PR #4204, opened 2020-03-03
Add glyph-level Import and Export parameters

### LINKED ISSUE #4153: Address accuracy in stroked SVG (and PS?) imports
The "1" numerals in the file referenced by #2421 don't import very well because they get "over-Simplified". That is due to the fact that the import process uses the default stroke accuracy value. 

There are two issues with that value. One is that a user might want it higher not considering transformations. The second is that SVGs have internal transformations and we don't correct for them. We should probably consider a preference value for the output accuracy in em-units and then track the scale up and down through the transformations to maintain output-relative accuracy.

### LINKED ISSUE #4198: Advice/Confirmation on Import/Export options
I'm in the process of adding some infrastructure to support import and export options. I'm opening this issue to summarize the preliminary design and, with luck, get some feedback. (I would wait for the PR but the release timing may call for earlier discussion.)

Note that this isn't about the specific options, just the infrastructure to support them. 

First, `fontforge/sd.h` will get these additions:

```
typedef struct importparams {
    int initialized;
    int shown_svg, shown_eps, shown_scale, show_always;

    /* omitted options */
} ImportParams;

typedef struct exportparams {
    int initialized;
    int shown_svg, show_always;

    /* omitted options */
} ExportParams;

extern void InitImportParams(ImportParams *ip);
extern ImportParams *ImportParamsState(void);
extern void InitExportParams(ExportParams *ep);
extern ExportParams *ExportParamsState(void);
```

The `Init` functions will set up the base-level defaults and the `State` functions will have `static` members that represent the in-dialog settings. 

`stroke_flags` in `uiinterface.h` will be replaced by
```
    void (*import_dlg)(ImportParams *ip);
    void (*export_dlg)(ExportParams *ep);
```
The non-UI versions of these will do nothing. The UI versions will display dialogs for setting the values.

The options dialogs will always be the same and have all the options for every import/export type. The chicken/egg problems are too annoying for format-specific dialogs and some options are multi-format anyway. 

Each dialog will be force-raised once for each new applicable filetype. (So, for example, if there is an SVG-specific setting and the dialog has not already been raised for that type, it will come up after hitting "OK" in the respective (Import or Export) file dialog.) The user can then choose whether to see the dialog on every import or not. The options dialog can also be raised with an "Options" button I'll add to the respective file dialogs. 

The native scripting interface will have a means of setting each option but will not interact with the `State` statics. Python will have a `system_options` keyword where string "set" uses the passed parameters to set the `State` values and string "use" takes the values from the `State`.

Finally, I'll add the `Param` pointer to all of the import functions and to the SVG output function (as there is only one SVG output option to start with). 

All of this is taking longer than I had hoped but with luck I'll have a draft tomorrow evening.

= = = = =

• WHAT THIS TASK INVOLVES
Search the material for the word "support". Each line where it is found must be copied.

• EXERCISE RESPONSE
I'm in the process of adding some infrastructure to support import and export options. I'm opening this issue to summarize the preliminary design and, with luck, get some feedback. (I would wait for the PR but the release timing may call for earlier discussion.)
Note that this isn't about the specific options, just the infrastructure to support them. 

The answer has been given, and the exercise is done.